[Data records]
+++++

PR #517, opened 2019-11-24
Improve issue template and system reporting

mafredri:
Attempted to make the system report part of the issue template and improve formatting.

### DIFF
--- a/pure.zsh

+++++

» ACTIVITY:
Return, from the data, each line where the string "template" occurs.

» WRITTEN RESPONSE:
Improve issue template and system reporting
Attempted to make the system report part of the issue template and improve formatting.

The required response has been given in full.